Re: [Phys-l] Motion in 1D, vectors and vector components

[John Denker <jsd@av8n.com>]

On 08/17/2007 10:56 AM, Jeffrey Schnick wrote:
> ... I think I would rate "array element" higher than
> "matrix element".  

I can live with "array element".

I suspect for the purposes of an introductory discussion
of vectors, shortening it to "element" would be just fine
... in which case we don't need to ask whether it is short
for "matrix element" or "array element".

> I believe I have this prejudice because my first
> encounter with the word "array" was (perhaps) in a programming
> context where the first kind of array I encountered was a
> one-dimensional array whereas my first encounter with the word
> "matrix" was (perhaps) in a mathematics course where the first kind
> of matrix that was referred to as a matrix was a two-dimensional
> matrix.

Yeah, but there's a lot of good things you can do with non-square
matrices.  For starters, it's good to be able to distinguish row
vectors from column vectors, i.e. to distinguish one-forms from
pointy vectors.  That shows up in QM (bras and kets) and in thermo
and in general relativity.

> A Google search on "scalar projection" indicates that some people
> think that there are at least two kinds of projections of a vector
> onto another vector.  See, for instance, 
> <http://en.wikipedia.org/wiki/Dot_product> where a diagram caption
> reads "|a|*cos(θ) is the scalar projection of a onto b". 

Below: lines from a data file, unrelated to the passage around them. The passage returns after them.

PR #613, opened 2014-06-01
Determine whether the cell location is updated when the screen is off

illarionov:
I found that some phones do not update the current сell location when display is off. The `mTelephonyManager.getCellLocation()` returns the same value until the screen is turned on, though, in fact, the current cell changes. 
If you go with such phone at a high speed for a long time, the phone incorrectly reports signal from the cell tower over the long distance.
My solution is to watch for changes when the screen is off and do not take into account cell location data until it is at-least one change.
Related bug: https://code.google.com/p/android/issues/detail?id=10931

### DIFF
--- a/src/org/mozilla/mozstumbler/cellscanner/DefaultCellScanner.java
+++ b/src/org/mozilla/mozstumbler/cellscanner/DefaultCellScanner.java
@@ -33,6 +33,7 @@ public class DefaultCellScanner implements CellScanner.CellScannerImpl {
 
     private static final GetAllCellInfoScannerImpl sGetAllInfoCellScanner;
 
+    private final ScreenMonitor mScreenMonitor;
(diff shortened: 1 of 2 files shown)


garvankeeley:
Good find! What device and version are you testing this on? I'll try it on mine, Nexus 5 + 4.4.2.
I wonder if this just older android, only one person mention 4.x, specifically 4.1 being a problem.

illarionov:
Nexus 5 is fine.
I have noticed this behavior on the  Alcatel One Touch 4030 S'Pop (android 4.1.1) and Cubot GT72E (android 4.2.2)

garvankeeley:
illarionov, this all looks good. I'm not able to test it, so if anyone reading this can provide further confirmation that this works for them as expected, that would be helpful. We have a few items now for a release, so I'll do one tomorrow.

PR #615, opened 2014-06-03
Update SSIDBlockList.java

VolMi:
I encountered the SSIDs "MeinFernbus1" and "MeinFernbus2" recently. There is no ambiguity without the "-" as Fernbus means "long distance bus" in german.


cpeterso:
Looks good to me. Thanks, @VolMi!

Issue #610, opened 2014-05-27
Include an attributation for OSM (again)


porjo:
Issue #239 dealt with this however I don't believe it went far enough. Currently there is just a link that reads _"Learn more about our mapping provider"_ which links to Mapbox, the supplier of the rendered tiles. The primary source of the raw map data is Openstreetmap and I think that deserves a specific mention on the about page, including a link to openstreetmap.org

garvankeeley:
Thanks, we can certainly add the added attribution in the next release.

Djfe:
@garvankeeley you should definitely do that before releasing the next version tomorrow ;)

garvankeeley:
Will do thanks for the reminder

Djfe:
Can be closed now. Has been introduced with 0.20.5 ;)

porjo:
Thanks, that looks better :)

PR #616, opened 2014-06-04
issue #610: better credit to OSM on about screen

garvankeeley:
issue #610: OSM credits added and a link to OSM.


garvankeeley:
Very minor, so I'll self-merge as I am about to kick a release build

PR #633, opened 2014-06-19
Android Studio

keverets:
This will block on Travis upgrading to the Android Build tools version 19.1.0.

Upgrades to gradle, gradle android plugin, and android build tools. Required for Android Studio 0.6+

Also ignore AS files (.idea and .iml)

### DIFF
--- a/.gitignore
+++ b/.gitignore
@@ -1,6 +1,8 @@
 .DS_Store
 .gradle
 .settings
+.idea
+*.iml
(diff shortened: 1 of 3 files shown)


garvankeeley:
@keverets, we have to update travis to match, I just updated Android Studio and had the same problem

garvankeeley:
issue #637, updated travis

PR #640, opened 2014-06-23
Added log activity to options menu.

garvankeeley:
I find this useful for understanding what the app is doing.
Also switched to black UI style.


garvankeeley:
Lint was complaining that when using appcompat, the namespace of showAsAction in menu.xml should be changed to 'app', like this:
 <item
        android:id="@+id/action_view_map"
        android:icon="@drawable/ic_action_location_searching"
        app:showAsAction="always"

Problem with this, is that now everything is in the menu, showAsAction is no longer respected. I'll have to push another fix for this. Thank-you Mr. Lint.

Issue #621, opened 2014-06-09
Attach a scrollbar to the about page


Djfe:
Since OSM is mentioned on the about page, the CC license at the bottom is cut off on my device.
I think it would make sense to define the page as scrollable.

garvankeeley:
https://github.com/mozilla/MozStumbler/pull/644

anishgkanchan:
I had pulled a request with the scrollbar added. However the Travis CI build failed. I deleted the branch both locally and remotely. Kindly guide me on what is to be done next.

Djfe:
@garvankeeley this is fixed now so you can close it as well ;)

PR #644, opened 2014-06-23
Attach a scrollbar to the about page #621

anishgkanchan:
A ScrollView has been added to activity_about.xml.


garvankeeley:
This looks good so far, thanks! I'll wait until travis completes and then close it.
Note that I added a reference to the original issue, so they are now linked

PR #650, opened 2014-06-24
Translate missing strings (fi)

ojarva:
Translated all strings that were marked as missing / needed update.


garvankeeley:
Thanks @ojarva!

Issue #581, opened 2014-05-10
Pull SSID blocklist from web


garvankeeley:
We should pull the blocklist from github. Periodically update based on connection preference for uploading data: wifi-only or wifi and cell.

The Updater.java has most of the code we need for doing this.

hannosch:
Great idea. Could you make sure the blocklist is in a simple data format? Ideally the blocklist could be re-used by different implementations, like geoclue or FxStumbler in the future. First step is making sure the file is in a simple general format.

I think @cpeterso also wanted to pull out the list into its own repository, so it can be versioned / updated independently of MozStumbler.

garvankeeley:
Could be a json array, with regex elements (my preference).

{
“ssid_blocklist": 
[
{ "pattern":"._i[Pp]hone$", "info":"Ad-hoc iphone networks" }, 
{ "pattern":".__nomap$" , "info":“Standard identifier to request SSID is ignored by scanners" }
]
}

Or, with no regex, it should specify if it is a prefix, suffix, and if it is case-sensitive. 
Or could just be newline-separated file, with a # for comment lines. 
Any preference?

garvankeeley:
Implementation:
- have the Blocklist as a JSON file as suggested above
- parse this file to build the Blocklist logic
- update the list: when we upload data, do a separate request to a github page where the Blocklist sits, if newer, grab it

garvankeeley:
openSourcer: since we will need a default block list, I would put the file in res/blocklists, so we can distribute the current list with the app. 
The plan is to update this file periodically of course, but if there is any problem with getting a block list the app can fallback to using the built-in block list. 
When looking for updates to the file it will look in github, in res/blocklists. Perhaps github has a way to query file dates using the REST interface, and if the date is newer, grab the new file.

garvankeeley:
Another consideration is how the service will use it, without the client. The service is pure .java files for use in Firefox for Android. We could have a default version of this file in service/blocklist, like DefaultBlockList.java, that file would just have a string:
public static final String defaultListJSON = "{\"ssid_blocklist\":[" +
"{ \"pattern\":\"^AndroidAP._\" , \"info\":\"Mobile devices\" }," +
"{ \"pattern\":\"^(Android)| Hotspot._\" , \"info\":\"Mobile devices\" }," +
"{ \"pattern\":\"^barnacle.*\" , \"info\":\"Android tether app\" }," + etc.

This list could be a minimal list, the most important item is the _nomap.

[...]

PR #653, opened 2014-06-24
Pull blocklist from web #581

anishgkanchan:


garvankeeley:
I pulled your branch and it did build, still we need to find out why this won't build before it gets into the codebase. We depend on Travis. The prolog of blocklist.txt is the problem, perhaps it needs to be a .json file and properly declared as such in the first line. Not sure

garvankeeley:
The Blocklist is getting downloaded, but where is it being applied? Probably the code is there somewhere, but because of all the commits being split up, I would have to go digging for it. 
(BTW, I made this mistake plenty of times!)

anishgkanchan:
Would you please tell me how I'm supposed to use the blocklist downloaded? One way would be to add a method in SSIDBlocklist.java which would read the blocklist.

cpeterso:
hi @anishgkanchan, are you still working on this downloadable blocklist feature? I spoke with @garvankeeley offline and I think this feature might be more complicated than what we need. While we do update the SSID blocklist more often (from contributors' pull requests) than we release new MozStumbler builds, I don't think waiting until the next MozStumbler release to get the new blocklist is a big problem.

anishgkanchan:
@chrispeterson actually I was working on it but then @garvankeeley told me
that I could work on it later because I was a bit hazy on it's further
implementation.
So I started reading up on the 'Display the user's "tracks" on
MozStumbler's map issue.
Later after an Android Studio update the 'MozStumbler' project stopped
building altogether due to some Gradle issue.
Do you suggest that I don't work on the 'Pull blocklist' issue any further?

Regards,
Anish Kanchan
Student, University of Mumbai

cpeterso:
hi @anishgkanchan, since you were blocked on the implementation, I think there are other MozStumbler features you could work on that would have more immediate benefit for users.

I think issue #664 ("Move SSID blocklist from Java code to user-configurable text file on /sdcard") might be an interesting bug for you because you are already familiar with the SSID blocklist code. If we move the blocklist from Java code to the sdcard, then people could edit it on their own devices. They could add private SSIDs to their blocklist or even remove the default SSIDs. :)

I'm going to closed this PR for now. If you have any questions, just add an @cpeterso question in the issue or, better yet, drop by the #geo IRC channel on irc.mozilla.org.

anishgkanchan:
The  'Move SSID blocklist from Java code to user-configurable text file on
/sdcard' issue was closed few days back.
I had already done some work on it before. I wished to know if that portion has already been coded.
I'd like to work on it.

crankycoder:
@anishgkanchan  there is no code for this yet.

anishgkanchan:
Yes cool. I'll continue my work on issue #664.

Issue #622, opened 2014-06-09
Make about page more consistent


Djfe:
The link to the osm project has a different color than the one to mapbox and it is underlined.
This should be more consistent, I think.

Another thing:
Maybe we should mention the provider of our cards directly instead of only linking to their page. (the name "mapbox" should be mentioned in my opinion)

Djfe:
Why isn't the osm string not available for translation btw.?
And why is the text and URL in a layout XML file instead of being in the about activity in the src folder like everything else?

The structure is definitely not consistent.

Other people who want to add something will be confused about this.

garvankeeley:
Djfe, feel free to address these issues if you have time, thanks.

pl6025:
I can do it if you confirm the syntax:
In res/layout/activity_about.xml
Line 34 android:text="Map view tiles © OpenStreetMap contributors\nhttp://www.openstreetmap.org "/>
--> android:text="@string/MapViewTiles"

In res/values/strings.xml 
Addition of:
<string name="MapViewTiles">Map view tiles © OpenStreetMap contributors\nhttp://www.openstreetmap.org </string>

PR #654, opened 2014-06-24
Make about page more consistent #622

anishgkanchan:


garvankeeley:
This should be a single commit, but I'll give you a pass on this one :).
Issue #622 fixed.

PR #196, opened 2015-08-03
Migration UI improvements

lslezak:
This is the result after discussing the UI with Ken. The changes include:

### The migration selection dialog:

- Sort the products in the displayed migration (the base product is at the end)
- Hide architecture in product name (not useful, architecture cannot be changed during migration anyway)
- Display user-friendly status

### Manual repository selection:

- Hide the repository URL in the `SelectionBox` (too long...)
- Display it in the details below (with some more data like the repository priority)

### Other changes:

- Query the registered extensions/modules and add them to the migration
  (to migrate also the registrations for the uninstalled products), this was required by the SCC team

### DIFF
--- a/src/lib/registration/addon.rb
+++ b/src/lib/registration/addon.rb
@@ -59,6 +59,8 @@ module Registration
         @selected ||= []
       end
 
+      # return add-ons which are registered but not installed in the system
+      # @return [Array<Addon>] the list of add-ons
       def registered_not_installed
         registered.select do |addon|
           !SwMgmt.installed_products.find do |product|
--- a/src/lib/registration/addon.rb
+++ b/src/lib/registration/addon.rb
@@ -20,6 +20,7 @@
 #
 
 require "forwardable"
+require "registration/sw_mgmt"
 
 module Registration
   # this is a wrapper class around SUSE::Connect::Product object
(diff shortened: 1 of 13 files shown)


src/lib/registration/addon.rb
```diff
@@ -58,6 +59,16 @@ def selected
         @selected ||= []
       end
```
schubi2: I would add here a little headline like : returns products which are registered but not installed.

src/lib/registration/ui/migration_repos_selection_dialog.rb
```diff
@@ -48,17 +48,25 @@ def run
...
           true,
           true
         )
 
+        update_repo_details
+
         loop do
           ret = Yast::UI.UserInput
 
-          store_values if ret == :next
```
schubi2: nice cleanup !

test/migration_repos_workflow_spec.rb
```diff
@@ -39,7 +39,7 @@
 
       let(:set_success_expectations) do
```
imobach: It's not related with the PR, but it does not seem to be a correct use case for `let`. Writing a helper method will be a better solution. But, as I said, it's out of the scope of this PR.

src/lib/registration/ui/migration_selection_dialog.rb
```diff
@@ -134,14 +144,51 @@ def update_details
...
+        details = sorted_migrations[idx].map do |product|
+          installed = installed_products.find do |installed_product|
+            installed_product["name"] == product.identifier
+          end
+
+          "<li>" + product_summary(product, installed) + "</li>"
         end
 
         details = "<ul>" + details.join + "</ul>"
-        _("<h3>Migration Products Details</h3>%s") % details
```
schubi2: Hm, I would split this, because the translation team should not take care about the html tags.

schubi2:
Just small comments. It is up to you to change it. LGTM. nice code :+1:

schubi2:
LGTM again :-)

lslezak:
@schubi2 thanks! :+1:

PR #197, opened 2015-08-07
Allow to go back during installation (bnc#940915)

ancorgs:


imobach:
LGTM

mvidner:
I just love hairy workflows. Anyway,  see the comment "# skip this when going back"? It points to code that was deleted in
https://github.com/ancorgs/yast-registration/commit/3132f777812015941ff5bd91ac4586afe2407cd4

ancorgs:
@mvidner I completely overlooked that comment! Bringing that code back will have the same effect than this PR?

mvidner:
Well, I don't know for sure. A `true` flag on an "alias" marks it as `WS_special` for this code: https://github.com/yast/yast-yast2/blob/ad8fdd00fd7eb740cb8498b8f491dc96436f63b7/library/sequencer/src/modules/Sequencer.rb#L351 which means that a `:back` will not return to its dialog but act as if it returned `:back`.

Off on a tangent, I see a nice possibility for improvement for the Sequencer library where it would receive some data and be able to *draw* the workflow (with graphviz?) in addition to performing it. The first step would be allowing methods as symbols instead of lambdas in

```rb
aliases = {
 "check"                  => ->() { registration_check },  # before
 "check"                  => :registration_check           # after
```

PR #199, opened 2015-08-14
Catch exceptions also when loading the available extensions (bsc#941491)

lslezak:
- 3.1.141

Do not crash when an exception is raised.

(Note: An error popup is displayed internally inside the `ConnectHelpers.catch_registration_errors` it's enough to just check the return value).

### DIFF
--- a/test/inst_scc_test.rb
+++ b/test/inst_scc_test.rb
@@ -28,6 +28,16 @@ describe "inst_scc client" do
       expect(Yast::WFM.call("inst_scc")).to eq(:abort)
     end
 
+    it "displays an error when loading the available extensions fails" do
+      # click installing extensions, close the error message and abort the workflow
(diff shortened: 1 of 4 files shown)


ancorgs:
Nothing added to `inst_scc_test.rb`? :wink:

test/inst_scc_test.rb
```diff
@@ -28,6 +28,16 @@
       expect(Yast::WFM.call("inst_scc")).to eq(:abort)
     end
 
+    it "displays an error when loading the available extensions fails" do
```
ancorgs: Well, strictly speaking you are not checking that the error is displayed. You are simply checking that the whole thing does not explode... which is actually nice to know (and proves the bug to be fixed) but not what the predicate says. :-)

ancorgs:
LGTM

lslezak:
Thanks, let's merge #200 first...

PR #200, opened 2015-08-14
Do not always mention installation (bnc#941403, bnc#941739)

ancorgs:
I have not even run this code, but since I'm having problems to get my SP1 updated/working...

### DIFF
--- a/src/lib/registration/ui/abort_confirmation.rb
+++ b/src/lib/registration/ui/abort_confirmation.rb
@@ -1,0 +1,44 @@
+require "yast"
+
+module Registration
+  module UI
+    # this class displays a popup for the user to confirm the abort
+    class AbortConfirmation
+      include Yast::I18n
+
+      Yast.import "Popup"
+      Yast.import "Mode"
+      Yast.import "Label"
+
+      # displays a new popup
+      # @return [Boolean] true whether the user confirmed he/she wants to abort
+      def self.run
+        dialog = new
+        dialog.run
+      end
+
+      # the constructor
+      def initialize
+        textdomain "registration"
+      end
+
+      # displays the popup
+      # @return [Boolean] true whether the user confirmed he/she wants to abort
+      def run
+        if Yast::Mode.installation
+          Yast::Popup.ConfirmAbort(:painless)
+        else
+          # Use .AnyQuestion instead of .YesNo or .ReallyAbort to have full control
+          # on :focus_no and be consistent with the .ConfirmAbort behavior
+          Yast::Popup.AnyQuestion(
+            Yast::Popup::NoHeadline(),
+            _("Really abort?"),
+            Yast::Label.YesButton,
+            Yast::Label.NoButton,
+            :focus_no
+          )
+        end
+      end
+    end
+  end
+end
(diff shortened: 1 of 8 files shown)


src/lib/registration/ui/abort_confirmation.rb
```diff
@@ -0,0 +1,42 @@
...
+
+      # the constructor
+      def initialize
+        textdomain "registration"
+      end
+
+      # displays the popup
+      # @return [Boolean] true whether the user confirmed he/she wants to abort
+      def run
+        if Yast::Mode.installation || Yast::Mode.repair
```
lslezak: The `repair` mode is obsolete, it's not used anymore (the repair module has been dropped).

src/lib/registration/ui/abort_confirmation.rb
```diff
@@ -0,0 +1,42 @@
...
+          Yast::Popup.ConfirmAbort(:painless)
+        else
+          msg = _("Really abort the registration?\n\n" \
```
lslezak: I'd probably prefer simple "Rally abort?" question with `[Yes][No]` buttons.

- The `no changes will be done to the system` statement is not completely true, registration workflow has several steps, e.g. you register the base product, then can optionally register and install an extension. But when you abort the extension selection dialog, the system has been already registered (=changed)

- `Really abort the *registration*?` is also not completely correct, some registration parts are called from the online migration module, distinguishing regular registration or online migration would make it complex.

Therefore just the simple "Rally abort?" is the best IMHO...

ancorgs: Ok. I was completely unsure about all that, so I decided to "clone" the installation abort message and let you spot the inconsistencies. I'll simplify the text.

src/lib/registration/ui/abort_confirmation.rb
```diff
@@ -0,0 +1,44 @@
...
+      end
+
+      # displays the popup
+      # @return [Boolean] true whether the user confirmed he/she wants to abort
+      def run
+        if Yast::Mode.installation
+          Yast::Popup.ConfirmAbort(:painless)
+        else
+          # Use .AnyQuestion instead of .YesNo or .ReallyAbort to have full control
+          # on :focus_no and be consistent with the .ConfirmAbort behavior
```
lslezak: Off-topic: Ideally we should add a new generic method for popups and take advantage of optional parameters in Ruby, something like `Popup.show(message: "msg", default_button: :no, header: "label",...)`...

lslezak:
Could you add a (simple) test case?

src/lib/registration/ui/abort_confirmation.rb
ancorgs: Absolutely. We have a lot of methods in `Popup` that are different on each other just by subtle and silly small differences. The API looks completely weird and it took me a while to figure out the best way to imitate `ConfirmAbort`.

ancorgs:
Good point. It should be fairly easy to add one.

lslezak:
LGTM, thanks a lot! :+1:

PR #202, opened 2015-08-21
Release target fix

lslezak:
- Tested registering the SLES-SP1 POOL product against SCC and SMT - both OK.
- It's the same as the SUSEConnect implementation: https://github.com/SUSE/connect/blob/master/lib/suse/connect/zypper/product.rb#L18.
- Fixed a small issue in the addon selection dialog, using just `addon.identifier` as a widget ID is not enough, there might be the same addon in more versions. In that case the ID is not unique and that makes troubles (found in the SMT testcase).

### DIFF
--- a/src/lib/registration/sw_mgmt.rb
+++ b/src/lib/registration/sw_mgmt.rb
@@ -50,8 +50,11 @@ module Registration
 
     ZYPP_DIR = "/etc/zypp"
 
-    FAKE_BASE_PRODUCT = { "name" => "SLES", "arch" => "x86_64", "version" => "12",
-      "release_type" => "DVD", "version_version" => "12" }
+    FAKE_BASE_PRODUCT = { "name" => "SLES", "arch" => "x86_64", "version" => "12-0",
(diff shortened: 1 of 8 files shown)


src/lib/registration/sw_mgmt.rb
```diff
@@ -449,6 +450,20 @@ def self.products_from_repo(repo_id)
...
     end
 
-    private_class_method :each_repo
+    def self.get_release_type(product)
+      if product["product_line"]
+        oem_file = File.join(OEM_DIR, product["product_line"])
+
+        if File.exist?(oem_file)
+          # read only the first line
+          line = File.open(oem_file, &:readline)
```
jreidinger: nice

jreidinger:
LGTM

src/lib/registration/sw_mgmt.rb
lslezak: Yeah, google and stackoverflow helped much here... :wink:

PR #204, opened 2015-08-26
Better popup question

lslezak:
- Use a better wording (suggested by Ken, see https://bugzilla.suse.com/show_bug.cgi?id=942843#c5)
- Added a message for later (that feature is still not clear, but make sure we have the text prepared before the translation deadline, just in case...)

### DIFF
--- a/src/lib/registration/ui/migration_repos_workflow.rb
+++ b/src/lib/registration/ui/migration_repos_workflow.rb
@@ -47,8 +47,8 @@ module Registration
         # before the translation deadline...
         # TRANSLATORS: popup question, confirm installing the available
         # updates now
-        _("There are some online updates available to installation,\n" \
-            "it is recommended to install all updates before proceeding.\n\n" \
+        _("Online updates are available for installation.\n" \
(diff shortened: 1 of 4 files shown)


src/lib/registration/ui/migration_repos_workflow.rb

Ouch, that expression hurts my ears.  It's going to take more
than some unsourced wikipedia article to persuade me to adopt
that terminology.  And there's no need for it;  it would be
just as easy to say that |A|cos(θ) is the /length/ of the 
projection of A onto the direction of B.


> This might
> actually argue in favor of using the word "projection" for what some
> folks call a "component vector" in that it would help folks learn
> what a projection really is but it indicates that it is not
> self-describing to everybody. 

None of these terms are self-describing to naive students.
You can't talk about "orthogonal" projections in front of
students who don't know what "perpendicular" means, let 
alone what "orthogonal" means.

I think we need to base most such decisions on a certain
amount of lookahead:  we should decide what ideas we want 
to /become/ established in the students' minds.  Projection 
operators are used all over the place in physics, and 
projective geometry is a respectable subfield of mathematics.

In the circles I move in, the idea of projection gets used
many times per day.  Consider the pin-connected strut:  it
is the most natural thing in the world to ask what is the
projection of the strut-force Fs onto the direction of
motion of the anvil.

For me, it's a cost/benefit analysis.  The cost of introducing
the idea of "projection" is no greater than the cost of any 
other way I've seen of solving this problem ... and the payoff 
is much higher.

> I like component vector because it is
> self-describing; its name tells everyone that it is a vector.

Yeah, but it's not as useful as the "projection" idea.

Projection is a physics /idea/ ... not mere terminology.

Ideas are primary.  Terminology is secondary.